Phenotype-Gene Relationships

Location Phenotype Phenotype
MIM number 		Inheritance Phenotype
mapping key 		Gene/Locus Gene/Locus
MIM number
1q41 Warburg micro syndrome 2 614225 AR 3 RAB3GAP2 609275
Clinical Synopsis
 
Phenotypic Series
 

INHERITANCE
- Autosomal recessive
GROWTH
Height
- Postnatal growth retardation
HEAD & NECK
Head
- Postnatal microcephaly
- Brachycephaly
Face
- Low anterior hairline
Ears
- Large ears
- Asymmetric ears
Eyes
- Congenital cataracts, bilateral
- Microphthalmia
- Microcornea
- Atonic pupils
- Optic nerve atrophy
- Absent visual evoked potentials
Nose
- Short nose
- Prominent nasal root
GENITOURINARY
External Genitalia (Male)
- Micropenis
- Scrotal hypoplasia
External Genitalia (Female)
- Hypoplasia of labia majora
Internal Genitalia (Male)
- Cryptorchidism
SKELETAL
Skull
- Microcephaly, postnatal
Limbs
- Contractures
Feet
- Overlapping toes
SKIN, NAILS, & HAIR
Hair
- Low anterior hairline
NEUROLOGIC
Central Nervous System
- Global developmental delay
- Severe mental retardation
- Minimal to absent speech
- Axial hypotonia
- Progressive spastic diplegia to quadriplegia
- Generalized brain atrophy
- Frontotemporal polymicrogyria
- Wide Sylvian fissures
- Hypoplastic corpus callosum
- Increased subdural space around frontal lobes
MOLECULAR BASIS
- Caused by mutation in the RAB3 GTPase-activating protein (noncatalytic) subunit 2 gene (RAB3GAP2, 609275.0002)
▲ Close

TEXT

A number sign (#) is used with this entry because of evidence that Warburg Micro syndrome-2 (WARBM2) is caused by homozygous mutation in the RAB3GAP2 gene (609275) on chromosome 1q41.

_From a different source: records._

PR #155, opened 2023-04-03
ci: port lint, unit test, and e2e tests to Actions

ankatiyar:
## Description
Resolves https://github.com/kedro-org/kedro/issues/2153

## Development notes
The migration from CircleCI to Github Actions will be have to done in parts. This PR addresses the following parts -
* Unit tests on Linux for `kedro-docker`, `kedro-datasets`, `kedro-telemetry` & `kedro-airflow`
* Lint test on Linux for `kedro-docker`, `kedro-datasets`, `kedro-telemetry` & `kedro-airflow`
* [EDITED TO ADD] end to end test on Linux for `kedro-docker`, `kedro-telemetry` & `kedro-airflow`
* [EDITED TO ADD] windows tests for all plugins - I've been able to modify the `unit-test` job to work with both linux and windows

#### TO DOs 
The following will be added in separate PRs
- ~Unit tests on windows for `kedro-docker`, `kedro-datasets`, `kedro-telemetry` & `kedro-airflow`~
- ~End-to-end tests for `kedro-docker`, `kedro-datasets`, `kedro-telemetry` & `kedro-airflow`~
- sync and release workflows - To be done in a follow up task - https://github.com/kedro-org/kedro-plugins/issues/176

#### Notes 
- I've been experimenting with Github Actions [on a fork of this repository](https://github.com/ankatiyar/kedro-plugins). You can check the demo PRs on that repository that trigger these tests - https://github.com/ankatiyar/kedro-plugins/pulls
- The lint test is only run on Python 3.8 - This is what we had on CircleCI and also because the lint tests fails for any other version of python (for `kedro-datasets`) because of [this line in `kedro-datasets/test_requirements.txt`](https://github.com/kedro-org/kedro-plugins/blob/dd42e620efa4ca82ec31c8403cf617e4082dba4f/kedro-datasets/test_requirements.txt#L54)
- I've also added `kedro-datasets/tests/tensorflow/test_tensorflow_model_dataset.py` to `trufflehog-ignore.txt` because secret-scan was complaining [about this part](https://github.com/kedro-org/kedro-plugins/blob/8c04933d22f2eca2d466bc2f6c6170a55b48c105/kedro-datasets/tests/tensorflow/test_tensorflow_model_dataset.py#L81) 
- Also pushing some temporary changes to the `README.md` files of all plugins to trigger these tests and will revert them before merging.
- **[Question]** Adding macOS test to this would be fairly trivial - just adding `macos-latest` to `matrix.os` list in the `unit-tests` job. Should we do this? The Github action workflows are slow mostly for `kedro-datasets` (at least the way it's set up now) but they run in parallel.
- **[Question]** Should we also remove the corresponding CircleCI workflows as a part of the same PR?

## Checklist


merelcht:
FYI @SajidAlamQB and @AhdraMeraliQB

noklam (commented):
Few questions:
1. Are the unit tests triggered for all dataset? Can we trigger it conditionally with file changes like the current setup?
2. for the secret-scan, is there a way to disable by line level instead of file level? (similar to `pylint: disable=xxx`
3. Not entirely sure why lint fails only 3.8, is that because of missing imports? Can you share the related CI run.

> 
> [Question] Adding macOS test to this would be fairly trivial - just adding macos-latest to matrix.os list in the unit-tests job. Should we do this? The Github action workflows are slow mostly for kedro-datasets (at least the way it's set up now) but they run in parallel.
I'd love to see them but exclude it from our merge requirements.

> [Question] Should we also remove the corresponding CircleCI workflows as a part of the same PR?
No strong opinion about this, we can keep it run in parallel for a sprint if we want to take the safe side as long as it's not slowing us down. (I don't think it will anyway)

Haven't look into the config in details, so I just have high-level questions. I will have another look at this again.

ankatiyar:
Thanks @noklam for taking a look.

> 1. Are the unit tests triggered for all dataset? Can we trigger it conditionally with file changes like the current setup?

The current setup with circleCI also runs the tests for all datasets if the changes are made in `kedro-datasets`. I think it might be too complicated to only run specific tests for the datasets changed but we can look into it when we iterate over the GitHub actions setup once it's done. 

> 2. for the secret-scan, is there a way to disable by line level instead of file level? (similar to `pylint: disable=xxx`

I couldn't find a way to disable it for that specific line. 

> 3. Not entirely sure why lint fails only 3.8, is that because of missing imports? Can you share the related CI run.

Lint test currently on circleCi also is only set up to run with python 3.8. For any other version `snowflake-snowpark-python` is not installed and then the lint test complains about not being able to import `snowflake.snowpark`. [See this CI run](https://github.com/ankatiyar/kedro-plugins/actions/runs/4605262772/jobs/8137078950). Although error can be disabled. Either way it makes sense to run lint test only for one python version instead of all four.

> > [Question] Adding macOS test to this would be fairly trivial - just adding macos-latest to matrix.os list in the unit-tests job. Should we do this? The Github action workflows are slow mostly for kedro-datasets (at least the way it's set up now) but they run in parallel. 
>
> I'd love to see them but exclude it from our merge requirements.

I'll add it. As a side note, I think none of the tests currently are required to pass before merging, only two approvals are required. This is part of the repo settings not CI config.

merelcht (commented):
Is it necessary to have a separate CI file for each plugin? The content is pretty much the same apart from the specific plugin name, so I'm wondering if it's possible to generalise and just trigger the right plugin build depending on the changes made? 

If that's not straightforward, I'd be happy to get it setup like this first, and then we can try optimise later 🙂

ankatiyar:
> Is it necessary to have a separate CI file for each plugin? The content is pretty much the same apart from the specific plugin name, so I'm wondering if it's possible to generalise and just trigger the right plugin build depending on the changes made?
> 
> If that's not straightforward, I'd be happy to get it setup like this first, and then we can try optimise later 🙂

From what I understand, Github Actions is supposed to have one config file per workflow as opposed to CircleCI which has all workflows the config in one `config.yml` file. So my logic was to separate out the workflow/jobs which can be reused by all plugins in `unit-test.yml`. 
I'm sure there is a way to do path filtering in the same workflow but doing it with separate workflows and filtering paths under `on.push.paths` seemed like the way it is _intended_ to be done in Github Actions. I'm happy to look into it but I think it makes sense to also get the e2e tests, windows tests and the sync & release workflows in first and then optimising the whole thing.

noklam:
Path filtering is very much possible, I can help with that later.

ankatiyar:
Thanks to @SajidAlamQB for getting the end to end tests running! 🎉 I've also added them to this PR!

deepyaman:
image

Can we make sure the job names are unique? Can see https://futurestud.io/tutorials/github-actions-customize-the-job-name for an example of how to use a variable in the name (matrix already does that for you). This may also resolve itself if using a reusable workflow (as in https://github.com/kedro-org/kedro-plugins/pull/155#issuecomment-1499174327).

.github/workflows/unit-test.yml
```diff
@@ -0,0 +1,79 @@
...
+        python-version: ["3.7", "3.8", "3.9", "3.10"]
+    runs-on: ${{ matrix.os }}
+    steps:
+      - name: Checkout code
+        uses: actions/checkout@v3
+      - name: Set up Python ${{matrix.python-version}}
+        uses: actions/setup-python@v3
+        with:
+          python-version: ${{matrix.python-version}}
+          cache: 'pip'
```
deepyaman, line 22: image

All of the plugins are hitting the same cache key I think, which is why it's not really helping.

.github/workflows/unit-test.yml
```diff
@@ -0,0 +1,79 @@
...
+      - name: Install dependencies
+        run: |
+          cd ${{ inputs.plugin }}
+          pip install git+https://github.com/kedro-org/kedro@main
+          pip install -r test_requirements.txt
```
deepyaman, line 27:
```suggestion
          pip install git+https://github.com/kedro-org/kedro@main -r test_requirements.txt
```
Didn't check if this is also there is the existing CI, but we should not have multiple `pip install` commands, because they can override dependencies installed in a previous step.

.github/workflows/unit-test.yml
```diff
@@ -0,0 +1,79 @@
...
+      - name: Set up Python 3.8
+        uses: actions/setup-python@v3
+        with:
+          python-version: 3.8
+          cache: 'pip'
+      - name: Install dependencies
+        run: |
+            cd ${{ inputs.plugin }}
+            pip install git+https://github.com/kedro-org/kedro@main
+            pip install -r test_requirements.txt
```
deepyaman, line 46: Same
```suggestion
            pip install git+https://github.com/kedro-org/kedro@main -r test_requirements.txt
```

.github/workflows/airflow-ci.yml
deepyaman, line 1: Nit: Out of curiosity, any reason to suffix them all with `-ci`? Will there be a `-cd` or something also? Else maybe it's extraneous.

.github/workflows/docker-ci.yml
```diff
@@ -0,0 +1,15 @@
...
+
+on:
+  push:
+    paths:
+      - "kedro-docker/**"
+  pull_request:
+    paths:
+      - "kedro-docker/**"
+    types: [ synchronize ]
+jobs:
```
deepyaman, line 11:
```suggestion
    types: [ synchronize ]

jobs:
```
Nit :)

.github/workflows/airflow-ci.yml
```diff
@@ -0,0 +1,16 @@
+name: Run tests on kedro-airflow
```
deepyaman, line 1:
```suggestion
name: Run checks on kedro-airflow
```

.github/workflows/unit-test.yml
```diff
@@ -0,0 +1,79 @@
...
+          python-version: ${{matrix.python-version}}
+          cache: 'pip'
+      - name: Install dependencies
+        run: |
+          cd ${{ inputs.plugin }}
+          pip install git+https://github.com/kedro-org/kedro@main
+          pip install -r test_requirements.txt
+          pip freeze
+      - name: Run end to end tests
+        shell: 'script -q -e -c "bash {0}"'
```
deepyaman, line 78: What is this for?

.github/workflows/unit-test.yml
```diff
@@ -0,0 +1,79 @@
...
+      - name: Checkout code
+        uses: actions/checkout@v3
+      - name: Set up Python ${{matrix.python-version}}
+        uses: actions/setup-python@v3
+        with:
+          python-version: ${{matrix.python-version}}
+          cache: 'pip'
+      - name: Install dependencies
+        run: |
+          cd ${{ inputs.plugin }}
```
deepyaman, line 25: Nit:

```suggestion
          cd ${{ inputs.plugin }}
          grep ^this_should_fail_the_build /etc/passwd | cut -f 5 -d
```
At some point, can you try something like this, and make sure it fails?

I _think_ you need to explicitly set `shell: bash` to pipefail by default. (See https://github.com/actions/runner/issues/1955 and the updated documentation)

You can just set it in a defaults section up top, like

```yaml
defaults:
  shell:
    bash
```

I think. Or maybe it's not necessary, since there aren't really pipes so far, but just a thought to be on the safe side.

.github/workflows/unit-test.yml
```diff
@@ -0,0 +1,79 @@
...
+          pip freeze
+      - name: Run unit tests
+        run: make plugin=${{ inputs.plugin }} test
+
+  lint:
+    runs-on: ubuntu-latest
+    steps:
+      - name: Checkout code
+        uses: actions/checkout@v3
+      - name: Set up Python 3.8
```
deepyaman, line 37: Nit: Any reason not to lint on the latest supported version instead of 3.8?

deepyaman:
Sorry for haphazardly dropping comments; I'm sure I've violated all sorts of PR review etiquette! Looks great overall. :) Left a number of comments, but I think a few that are particularly important to address (IMO):

* Make sure the cache keys are not all the same across plugins, jobs (they seem to only be differentiated by Python version right now)
* Make sure requirements for a plugin are installed in one go, rather than successive `pip install` commands

.github/workflows/unit-test.yml
SajidAlamQB: This is for the docker e2e tests, it's a custom shell. GitHub Actions has a known problem with TTY, https://github.com/actions/runner/issues/241, when running our docker e2e tests in the backend we run `docker run` with the `-it` flag which isn't supported in GitHub actions so we get an invalid TTY error. We can use a [custom shell](https://docs.github.com/en/actions/using-workflows/workflow-syntax-for-github-actions#custom-shell) to run our e2e tests as a workaround.

deepyaman: Awesome, thanks! Wonder if this is worth a comment?

.github/workflows/unit-test.yml
ankatiyar: The current CI setup does it this way as well, kedro is installed first and then the `test_requirements.txt` for the plugin being tested. I tried making this change in my forked repo but the tests start failing at the "Installing dependencies" stage for `kedro-datasets` because of dependency resolution conflict. ([See this failed run](https://github.com/ankatiyar/kedro-plugins/actions/runs/4670428836/jobs/8270142915))

.github/workflows/airflow-ci.yml
ankatiyar: I changed the file names to the name of the respective plugins. (I didn't put much thought into naming the files initially but I saw some other repos had it like this)

.github/workflows/unit-test.yml
ankatiyar: Added cache step with different keys for each plugin

.github/workflows/unit-test.yml
ankatiyar: Current setup also runs lint on 3.8. The lint tests fail for other versions of python for `kedro-datasets` because of [this](https://github.com/kedro-org/kedro-plugins/blob/dd42e620efa4ca82ec31c8403cf617e4082dba4f/kedro-datasets/test_requirements.txt#L54) `snowflake-snowpark-python` is only installed for python version 3.8 so pylint throws import errors. We can change the python version to 3.10 and suppress the error

deepyaman: Thanks for answering, I'm fine with either route (or doing this in a separate task in the future); I was just wondering. :)

.github/workflows/unit-test.yml
deepyaman: I think this is a critical problem that needs resolving--whether it's in scope of this PR or not is a separate issue.

What this means is that, in reality, we don't have resolvable requirements, and we're only able to get to a resolvable state by overwriting some of the previously-installed requirements. Some of the stuff installed in the `pip install -r test_requirements.txt` are not actually going to be compatible with Kedro on `main`, it seems.

ankatiyar:
Update: I've been able make the windows tests work by modifying the `unit-test` job instead of creating a new job for the windows tests, so I've added it to this. 
I've created follow up tickets 
* #176 
* #177 

@merelcht There is no difference between the setup for `mac-OS` or `ubuntu` really. There is however a limit on the number of concurrent jobs on macOS which is 5.

merelcht:
> @merelcht There is no difference between the setup for `mac-OS` or `ubuntu` really. There is however a limit on the number of concurrent jobs on macOS which is 5.

If there's no difference I don't really see a point in adding them to be honest.

merelcht (approved):
Great work @ankatiyar and also @SajidAlamQB for making the Windows tests work 👍

SajidAlamQB (approved):
This is awesome work @ankatiyar! 🌟 I believe this is in a good state for now. We can optimise things like `pip install` overwrites in subsequent issues.

.github/workflows/check-plugin.yml
```diff
@@ -0,0 +1,133 @@
...
+          path: ~/.cache/pip
+          key: ${{inputs.plugin}}-${{matrix.os}}-python-${{matrix.python-version}}
+          restore-keys: ${{inputs.plugin}}
+      - name: Cache python packages for Windows
+        if: matrix.os == 'windows-latest'
+        uses: actions/cache@v3
+        with:
+          path: ~\AppData\Local\pip\Cache
+          key: ${{inputs.plugin}}-${{matrix.os}}-python-${{matrix.python-version}}
+          restore-keys: ${{inputs.plugin}}
```
deepyaman, line 39: https://github.com/actions/cache/blob/main/tips-and-workarounds.md#cross-os-cache looks cool, but not sure it would work

.github/workflows/check-plugin.yml
```diff
@@ -0,0 +1,133 @@
...
+      - name: Install Kedro
+        run: pip install git+https://github.com/kedro-org/kedro@main
+      - name: Install dependencies
+        run: |
+          cd ${{ inputs.plugin }}
+          pip install -r test_requirements.txt
+      - name: Install pytables (only for kedro-datasets on windows)
+        if: matrix.os == 'windows-latest' && inputs.plugin == 'kedro-datasets'
+        run: pip install tables
```
deepyaman, line 48: Just thinking about it--if using pip, should this not be part of the `test_requirements.txt`, with an environment marker (like https://stackoverflow.com/a/54281345)

.github/workflows/check-plugin.yml
```diff
@@ -0,0 +1,133 @@
...
+          cd ${{ inputs.plugin }}
+          pytest tests
+      - name: Run unit tests for Windows / kedro-datasets / no spark sequential
+        if: matrix.os == 'windows-latest' && inputs.plugin == 'kedro-datasets' && matrix.python-version == '3.10'
+        run: |
+          make test-no-spark-sequential
+      - name: Run unit tests for Windows / kedro-datasets / no spark parallel
+        if: matrix.os == 'windows-latest' && inputs.plugin == 'kedro-datasets' && matrix.python-version != '3.10'
+        run: |
+          make test-no-spark
```
deepyaman, line 66: Maybe an item outside of the scope of the PR, but is this the same behavior on the current CircleCI build? Seems so convoluted. Maybe it makes more sense to abstract most (all?) of these differences in the Makefile, if using one anyway.

.github/workflows/check-plugin.yml
```diff
@@ -0,0 +1,133 @@
...
+        with:
+          path: ~/.cache/pip
+          key: ${{inputs.plugin}}-${{matrix.os}}-python-${{matrix.python-version}}
+          restore-keys: ${{inputs.plugin}}
+      - name: Install dependencies
+        run: |
+          cd ${{ inputs.plugin }}
+          pip install git+https://github.com/kedro-org/kedro@main
+          pip install -r test_requirements.txt
+          pip freeze
```
deepyaman, line 128: Nit: You have `pip freeze` as a separate step above, and as part of requirements installation in this workflow.

deepyaman (approved):
LGTM overall! Added some comments, but I think the main thing that would be quick/easy to try and add some value is adding `pytables` to the requirements file with an environment marker. (Also, if you could update the PR title to not be Linux specific now, or I can do it.)

.github/workflows/check-plugin.yml
ankatiyar: I quickly tried it. The `test_requirements.txt` for `kedro-datasets` has this -
```
tables~=3.6.0; platform_system == "Windows" and python_version < '3.9'
tables~=3.6; platform_system != "Windows"
```
installing`tables 3.6` does not work for windows with python 3.10. I can check in a separate PR if the version of pyTables can be safely bumped and this step can be removed after this is merged in.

Martsolf syndrome (212720), a clinically overlapping but milder disorder, is also caused by mutation in the RAB3GAP2 gene.

For a general phenotypic description and a discussion of genetic heterogeneity of Warburg Micro syndrome, see 600118.

Clinical Features

Borck et al. (2011) reported a girl from a consanguineous Turkish family with Warburg Micro syndrome who presented with congenital cataracts, microphthalmia, absent visual evoked potentials, microcephaly, polymicrogyria, hypoplasia of the corpus callosum, and severe developmental delay.


Molecular Genetics

In a girl from a consanguineous Turkish family with Warburg Micro syndrome, Borck et al. (2011) identified homozygosity for a small in-frame deletion in the RAB3GAP2 gene (609275.0002). The parents were heterozygous carriers of the mutation, which was not found in 188 Turkish and 170 German control chromosomes. Analysis of RAB3GAP2 in 10 additional unrelated children with suspected Warburg Micro syndrome who were negative for mutation in the RAB3GAP1 (602536) gene revealed no further mutations.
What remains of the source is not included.